Faço silêncio como quem ama a vida sem saber aquilo que me aguarda.

Como dito nas publicações passadas, essa é, então, a terceira e penúltima parte de “Cartas a uma desconhecida”.

Boa leitura. Até semana que vem.

*

Ao escrever essas cartas, tento reconstruir alguns acontecimentos passados para que voltem a ter vida. Essa vida que só a palavra é capaz. Enquanto costuro o dia inteiro, escrevo cartas à vida.. Crio mínimos detalhes como se realmente tivessem existido dessa maneira. Um beija-flor e os rituais no Tibet. Imaginem só. Jogar com a memória é um modo de reviver como se tudo pudesse permanecer sempre perto de nós. Entendi que a feitura das minhas casas não era necessariamente uma coisa boa. Não era como um dia de sol. Era apenas o olhar cinza buscando espaço. Querendo aparecer no exterior. Esse olhar caminha comigo até hoje. Mas existe tudo que o ameniza. Hoje fico com esse amenizar das coisas. Então, é muito bom que ele me chame constantemente. 
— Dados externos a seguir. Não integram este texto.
PR #400, opened 2020-03-16
ISSUE#EPR-43:Fetch and update employee code during registration

aishwa8141:
Keycloak add user API URL updated
from       url: this.keyCloakHost + "/auth/admin/realms/" + this.realmName + "/users"
to            url: this.keyCloakHost + "/auth/realms/" + this.realmName + "/users/add"


ui-sample/util-service/index.js
```diff
@@ -217,21 +244,16 @@ const getTokenDetails = (req, callback) => {
...
+    if (res.statusCode == 200) {        
+        req.body.request[entityType]['kcid'] = res.body.id
         req.body.request[entityType]['isOnboarded'] = req.body.request[entityType].isActive;
+        req.body.request[entityType]['empCode'] = employeeCode.prefix  + employeeCode.nextCode;
         registryService.addRecord(req, function (err, res) {
-            if (res.statusCode == 200 && res.params.status == 'SUCCESSFUL') {
-                logger.info("record successfully added to registry")
+            if (res.statusCode == 200 && res.body.params.status == 'SUCCESSFUL') {
+                logger.info("record successfully added to registry");
+                updateEmployeeCode(employeeCode, req.headers)
```
indrajra: before calling addRecordToRegistry, why don't we call this in the series?...I think waterfall is not the correct one here. perhaps series is befitting.

PR #404, opened 2020-03-19
EPR-36 Solving userid null issue in OS audit service

reshmi-nair:
When userid is null, audit was not getting added. Fixed this issue in OS audit service


indrajra:
This is not needed. Fix was found another way.

PR #413, opened 2020-04-13
EPR-90 Fix Read api for array of object of size 1 and ensure update objects work

sknirmalkar89:


java/registry/src/main/java/io/opensaber/registry/dao/VertexWriter.java
```diff
@@ -162,18 +174,31 @@ public void createArrayNode(Vertex vertex, String entryKey, ArrayNode arrayNode)
...
+    
+    /**
+     *  Add single entity node to the database
+     *  
+     * @param vertex
+     * @param label
+     * @param entryValue
+     * @return 
+     */
+    public Vertex writeSingleEntityNode(Vertex vertex, String label, JsonNode entryValue) {
```
indrajra, line 188: Why this refactoring? Void methods if starting to return a value doesn't impact any. Could find the only intention is the return the vertex just added.

java/registry/src/main/java/io/opensaber/registry/service/impl/RegistryServiceImpl.java
```diff
@@ -327,26 +331,39 @@ private void doUpdateArray(Shard shard, Graph graph, IRegistryDao registryDao, V
...
+                } else {
+                    // New item got added.
+                    Vertex newItem = vertexWriter.writeSingleEntityNode(blankArrVertex, vr.getInternalType(blankArrVertex), item);
+                    updatedUuids.add(shard.getDatabaseProvider().getId(newItem));
                 }
             }
         }
+        
+        //Update the array_node with list of update uuids
+        vertexWriter = new VertexWriter(graph, shard.getDatabaseProvider() , uuidPropertyName);
```
indrajra, line 344: is this really needed? Can't the same object be used.

java/registry/src/main/java/io/opensaber/registry/dao/VertexWriter.java
```diff
@@ -96,6 +96,18 @@ public void updateParentIndexProperty(Vertex parentVertex, String propertyName,
...
+    
+    /**
+     * Update single property of the vertex
+     * 
+     * @param vertex
+     * @param propertyName
+     * @param value
+     */
+    
+    public void updateVertexProperty(Vertex vertex, String propertyName, String value) {
```
indrajra, line 108: This function is probably must be named as 'updateArrayNode' and these lines come in here..
`String propertyName = RefLabelHelper.getLabel(vr.getInternalType(blankArrVertex), uuidPropertyName);
        vertexWriter.updateVertexProperty(blankArrVertex, propertyName,ArrayHelper.formatToString(new ArrayList<>(updatedUuids))); `

The property is sent freely in the VertexWriter class and just wrapping them with 'update' name isn't gelling well.
It could be setPropery() but that's overkill. If you can bring in blank node operations here, the change is meaningful.

java/registry/src/main/java/io/opensaber/registry/dao/VertexWriter.java
sknirmalkar89: The intention was not to affect the current signature of the function while refactoring since we need to return the vertex after adding, though it doesn't affect even when we return. But the purpose of the signature of the method to use the return type.

java/registry/src/main/java/io/opensaber/registry/service/impl/RegistryServiceImpl.java
sknirmalkar89: this can be removed, I missed to remove it.

java/registry/src/main/java/io/opensaber/registry/dao/VertexWriter.java
indrajra: :-) not convincing, though I appreciate the care. Keep up the care!

PR #449, opened 2021-04-11
invite endpoint

saisathvik:
* creates an entry for the entity
* creates Keycloak user based on subjectJsonPath


java/registry/src/main/java/io/opensaber/registry/util/KeycloakAdminUtil.java
```diff
@@ -0,0 +1,54 @@
...
+import java.util.Collections;
+import javax.ws.rs.core.Response;
+
+
+@Component
+public class KeycloakAdminUtil {
+    private static final Logger logger = LoggerFactory.getLogger(KeycloakAdminUtil.class);
+
+    private static final String realm = "divoc";
+    private static final String clientSecret = "daa3e6b4-7be0-4cc5-9854-14ea15f74cae";
```
dileepbapat, line 25: auto wire from config

PR #161, opened 2022-08-19
Update Github impersonation: Add exception and reduce distance threshold

jkamdjou:
h/t @indigocarmen

### DIFF
--- a/detection-rules/impersonation_github.yml
+++ b/detection-rules/impersonation_github.yml
@@ -9,9 +9,9 @@ source: |
   and (
       ilike(sender.display_name, '*github*')
       or ilike(sender.email.email, '*github*')
-      or iedit_distance(sender.email.domain.sld, 'github') <= 2
+      or iedit_distance(sender.email.domain.sld, 'github') == 1
   )
-  and sender.email.domain.root_domain not in ('github.com', 'gitlab.com', 'itthub.net', 'githubsupport.com')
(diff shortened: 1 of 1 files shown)


detection-rules/impersonation_github.yml
```diff
@@ -9,9 +9,9 @@ source: |
   and (
       ilike(sender.display_name, '*github*')
       or ilike(sender.email.email, '*github*')
-      or iedit_distance(sender.email.domain.sld, 'github') <= 2
+      or iedit_distance(sender.email.domain.sld, 'github') == 1
```
rw-access, line 12: `<= 1` isn't a bad idea, since it will also handle the case of different TLDs like `github.net`.
could go either way

jkamdjou: updated

detection-rules/impersonation_github.yml
```diff
@@ -9,9 +9,9 @@ source: |
   and (
       ilike(sender.display_name, '*github*')
       or ilike(sender.email.email, '*github*')
-      or iedit_distance(sender.email.domain.sld, 'github') <= 2
+      or iedit_distance(sender.email.domain.sld, 'github') <= 1
   )
-  and sender.email.domain.root_domain not in ('github.com', 'gitlab.com', 'itthub.net', 'githubsupport.com')
+  and sender.email.domain.root_domain not in ('github.com', 'gitlab.com', 'itthub.net', 'githubsupport.com', 'gtmhub.com')
```
rw-access, line 14: I don't think this will ever hit because of the earlier thing, but it doesn't hurt

rw-access (approved):

PR #171, opened 2022-09-12
Replace tabs with spaces in attachment_suspicious_macro.yml

hugh-sublime:
## Context

Tabs are invalid in MQL and cause the CI to fail. Simply replaced the tabs with spaces.


rw-access (approved):
LGTM!

It took me a second to realize how this change wasn't caught earlier. Looks like it was
- we weren't up to date with `main` in the CI PR
- #168 fixed a detection rule, but not a discovery rule. that tripped me up for a second. I thought this was a dupe and the other one somehow got reverted

PR #172, opened 2022-09-12
Apply rule validation to all PR types

hugh-sublime:
## Context

Instead of just running the `Rules PR CI` on just branches, we should also run it on every PR as well. Added CI triggers for `pull_request`.

### DIFF
--- a/.github/workflows/rule-validate.yml
+++ b/.github/workflows/rule-validate.yml
@@ -2,7 +2,9 @@ name: Rules PR CI
 
 on:
   push:
-    branches: [ "**" ]
+    branches: [ "main" ]
+  pull_request:
+    branches: [ "*" ]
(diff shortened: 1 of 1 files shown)


.github/workflows/rule-validate.yml
```diff
@@ -2,7 +2,9 @@ name: Rules PR CI
 
 on:
   push:
-    branches: [ "**" ]
+    branches: [ "main" ]
+  pull_request:
+    branches: [ "*" ]
```
rw-access, line 7: strangely, you need `**` to match branches with a `/` in them. it's a glob thing, I guess
```suggestion
    branches: [ "**" ]
```

rw-access (approved):
LGTM.
just one nit for an edge case we'll probably never run into

PR #175, opened 2022-09-24
Adding another Spotify domain to their impersonation rule

aidenmitchell:
Ordered a Car Thing from Spotify and the order confirmation came from no-reply@fromspotify.com


ianthiel (approved):
nice 👍

PR #178, opened 2022-10-26
Add severity to all rules

rw-access:


jkamdjou (commented):
Many of these rules already have a `severity` field, so there's 2 now :/

jkamdjou:
> Many of these rules already have a `severity` field, so there's 2 now :/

Margot, cadê você, vou colocar a mesa do jantar.
Já vou. 

Primeiro, ele irá servir a mesa, ele adora fazer isso. Todo um prazer. Enquanto isso, guardo comigo mais alguma coisa. Essa mania de ficar guardando. E o guardado só fica bonito quando termino a costura. Tem que passar pela máquina. Cada guardado é desfeito na ponta da agulha. Aí é quando o silêncio ganha forma. Acho que meu silêncio é muito bonito. Minhas peças são extremamente bem quistas. E tudo que fica guardado uma hora explode. Igual as casas que eu tinha.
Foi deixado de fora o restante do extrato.